# Bilder ineinander ... fliessen lassen



## Gangsta (1. Februar 2002)

Dieses thema kam schon mal vor, aber habe immernoch fragen!
Also, hab da mal ne Frage wenn man zwei Bilder ineinander fliessen lassen will... dann muss man ja ein neues Bild erstellen und dann die Bilder, die man ineinander fliessen lassen will in das neue Bild hieneintun  
Aber wie macht man das?! 
ps. dann kommt noch ne zweite frage  : 
Wie fliesst man Bilder ineiander?! löl und... flas wieder die Antwort kommt mit einem Bild erstellen und dann die Bilder die man ineinander fliessen lassen will in das erstellte Bild drücken (als Ebene) wie kann ich die Bilder in das Bild das ich gemacht habe (das neue) als Ebene... naja hieneindrücken?!
Ich weiss gute Dutsche =)))

Ich bedanke mich im vorraus und hoffe dass mit jemand dabei helfen kann... 

Gangsta


----------



## dritter (1. Februar 2002)

Ich weiss zwar nicht genau, was dein Problem ist, aber ich versuchs mal... 

Also: 
Ich nehme mal an, Du hast 2 Dateien. 

1. Beide Öffnen.

2. Bei einem "Strg + A" drücken. Jetzt erscheint eine Auswahl um das Bild.

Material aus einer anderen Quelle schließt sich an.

PR #30743, opened 2025-08-21
[AI Chat] [Content Agent] Introduce other content agent tools

petemill:
This introduces the rest of the tools for manipulating content via the Actor service (click, drag, scroll, select, type, navigate history).

In https://github.com/brave/brave-core/pull/31224 we introduced a single content agent tool (the navigation tool) and in this PR we repeat the same pattern for the rest of the tools.

These tools commonly define "target" parameters - elements on which to act. See `target_util.h`, `target_util_unittest.cc` and `target_test_util.h` for all the common functionality around "target".

This feature continues, most recently, from these branches:
- https://github.com/brave/brave-core/pull/31223
- https://github.com/brave/brave-core/pull/31224
- Tool and ToolProvider interfaces in components/ai_chat
- Tool loop in ConversationHandler
- Tool sending in EngineConsumer implementations
- An experimental profile which will be the only place where content agent tools are provided

It does not include other parallel branches:
- Task UI - groups tool uses and previews the tab being worked on, splitting details and a current summary behind two tabs within the conversation response.
- Annotated Page Content result - expands the AnnotatedPageContent representation of the WebContent to AI Chat ContentBlocks as result of the content agent tool action.
- Related tools that make multi-step flows (such as content agent conversations) better:
  - A TODO tool that is, for now, only used for CONTENT_AGENT conversations
  - AssistantDetailStorageTool so that the AI can store internal data for a conversation that may be wiped when large tool results are omitted from the context

**I didn't split this PR up any further because the tools all repeat the same pattern and there's little to gain merging them until they have all been reviewed and changed together. 1 tool and its pattern was already reviewed separately in #31224.**

**The bulk of the size is due to there being multiple simple tools but each one getting it's own set of unit tests to ensure we're parsing the inputs, handling bad input and creating the actor framework requests correctly. They are quite repetitive and, since we've already reviewed one tool in #31224, it would be great to review the rest of them, which are using the same pattern, at the same time.**

PR #31223, opened 2025-09-16
Introduce ConversationCapability with types CHAT and CONTENT_AGENT

petemill:
Introduces the concept of conversation "capability" with 2 options: CHAT and CONTENT_AGENT, passing to the Conversation API. This allows:
- the system prompt to be adjusted and the built-in (and competing) RAG tools to be disabled
- tools to be filtered based on conversation type

This is experimental, not user-toggleable and only active (for all conversations) in the separate agent profile See the following integration branch for wider context:
-  https://github.com/brave/brave-core/pull/30743


browser/ai_chat/ai_chat_service_factory.cc
```diff
@@ -85,7 +86,12 @@ AIChatServiceFactory::BuildServiceInstanceForBrowserContext(
   tool_provider_factories.push_back(
       std::make_unique<BrowserToolProviderFactory>());
 
-  return std::make_unique<AIChatService>(
+#if BUILDFLAG(ENABLE_BRAVE_AI_CHAT_AGENT_PROFILE)
+  bool is_actor_allowed = features::IsAIChatAgentProfileEnabled() &&
+                          Profile::FromBrowserContext(context)->IsAIChatAgent();
+#endif
```
yrliou, line 92: Let's combine this section with `service->SetIsContentAgentAllowed(is_actor_allowed);` below in one build flag guard.

components/ai_chat/core/browser/ai_chat_service.h
```diff
@@ -191,6 +191,9 @@ class AIChatService : public KeyedService,
   void BindObserver(mojo::PendingRemote<mojom::ServiceObserver> ui,
                     BindObserverCallback callback) override;
 
+  bool GetIsContentAgentAllowed();
```
yrliou: bool GetIsContentAgentAllowed() const;

components/ai_chat/core/browser/engine/conversation_api_client.cc
```diff
@@ -278,11 +279,22 @@ std::string ConversationAPIClient::CreateJSONRequestBody(
...
+    mojom::ConversationCapability conversation_capability,
     const std::optional<std::string>& model_name,
     const bool is_sse_enabled) {
   base::Value::Dict dict;
 
+  static const base::NoDestructor<
+      std::map<mojom::ConversationCapability, std::string>>
+      kCapabilityMap(
+          {{mojom::ConversationCapability::CHAT, "chat"},
+           {mojom::ConversationCapability::CONTENT_AGENT, "content_agent"}});
```
yrliou:
```
static constexpr auto kCapabilityMap = base::MakeFixedFlatMap<
      mojom::ConversationCapability, std::string_view>({
      {mojom::ConversationCapability::CHAT, "chat"},
      {mojom::ConversationCapability::CONTENT_AGENT, "content_agent"}
});
```

components/ai_chat/core/browser/engine/conversation_api_client_unittest.cc
```diff
@@ -883,6 +886,9 @@ TEST_F(ConversationAPIUnitTest,
         const std::string* model = dict->FindString("model");
         EXPECT_TRUE(model);
         EXPECT_EQ(*model, override_model_name);
+        const std::string* capability = dict->FindString("capability");
+        EXPECT_TRUE(capability);
+        EXPECT_EQ(*capability, "chat");
```
yrliou: Seems like a bit random place to add this, I would suggest adding in PerformRequest_PremiumHeaders and PerformRequest_NonPremium like selected_language and system_language case.

browser/ai_chat/ai_chat_service_factory.cc
petemill: It's separate because we will need to use `is_actor_allowed` to create some things the `AIChatService` ctor will need, in the following PR which immediately follows this one:
- https://github.com/brave/brave-core/pull/31224

components/ai_chat/core/browser/engine/conversation_api_client_unittest.cc
```diff
@@ -364,32 +364,23 @@ class ConversationAPIUnitTest : public testing::Test {
 
   void TearDown() override {}
 
-  base::Value::List GetEvents(std::string_view body_json) {
-    auto dict = base::JSONReader::ReadDict(body_json);
-    EXPECT_TRUE(dict.has_value());
-    base::Value::List* events = dict->FindList("events");
+  base::Value::List& GetEvents(base::Value::Dict& body) {
```
yrliou, line 367: const base::Value::Dict& body

petemill: Then return type needs to be `const base::Value::List&` and I didn't think we need to add the restriction that the caller can't modify the list, especially in a test.

yrliou: I can't think of a use case that we would want to manipulate the events we get from the body, but I'm okay with it if you prefer to stay as is.

PR #2, opened 2022-09-01
Added a guide on how to emulate the Game Boy in Rust

GiuseppeDM98:


gallottino:
These changes can be approved for me, but I think that we'll be soon replace it with a more complex README talking about the project, Discord and contribute guidelines (we need it to manage this situation). About the link: you are linking to a GB guide, but we have choosen to starting from GBA. The link could still be useful too. I think that before every pull request, an issue must be opened to discuss about desidered changes. Just some thoughts about it.

PR #7, opened 2022-09-02
Add trait Cpu and minor refactor

gallottino:


.gitignore
```diff
@@ -34,3 +34,6 @@ target/
 
 # Ignore code-workspaces
 *.code-workspace
+
+# Test roms
+*.gba
```
guerinoni, line 39: No new line at the end :(

src/cpu.rs
```diff
@@ -1,45 +1,20 @@
...
-
-    fn decode(&mut self, op: Vec<u8>) -> Condition {
-        let condition = op[3] & 0x0F; // latest 4 bit (28..32)
-        println!("condition -> {:b}", condition);
-        condition.into()
-    }
-}
+    // Abstraction of what happens for every instruction in the cpu
+    fn step(&self);
+}
```
guerinoni, line 20: No new line at the end :(

src/condition.rs
```diff
@@ -21,7 +21,7 @@ pub(crate) enum Condition {
 impl From<u8> for Condition {
     fn from(item: u8) -> Self {
         match item {
-            10 => Condition::GE,
+            0xA => Condition::GE,
```
guerinoni, line 24: Good!

guerinoni (changes requested):
Only little things :) it also miss of `cargo fmt`

.gitignore
gallottino: Done

src/cpu.rs
gallottino: Added

guerinoni:
I will merge this, it should be nice for next PR rework same commit in order to avoid a commit that don't add nothing relevant, but just nitpicks :)

PR #16, opened 2022-09-04
Refactor decode and implement branch opcode

gallottino:


src/arm7tdmi.rs
```diff
@@ -29,40 +35,90 @@ impl Cpu for Arm7tdmi {
...
+        self.program_counter += 8 + offset * 4;
+        println!("PC: {:?}", self.program_counter);
+    }
+
+    fn branch_link(&mut self, op_code: u32) {
+        todo!("Branch Link")
+    }
 }
+
+#[repr(u32)]
```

3. "strg + C" drücken. Jetzt hast du das bild kopiert.

4. Auf das andere Bild gehen. (Falls das eine bild maximiert war einfach unter Fenster~>[Datei2]

5. "strg + V" drücken. Jetzt hast Du das bild als neue ebene eingefügt.. 

6. Jetzt so weiter wie in dem anderen Topic.. 

Denke mal das wolltest du wissen.. ;o)


----------



## Gangsta (1. Februar 2002)

OU MAN! 
DANKE MATE


----------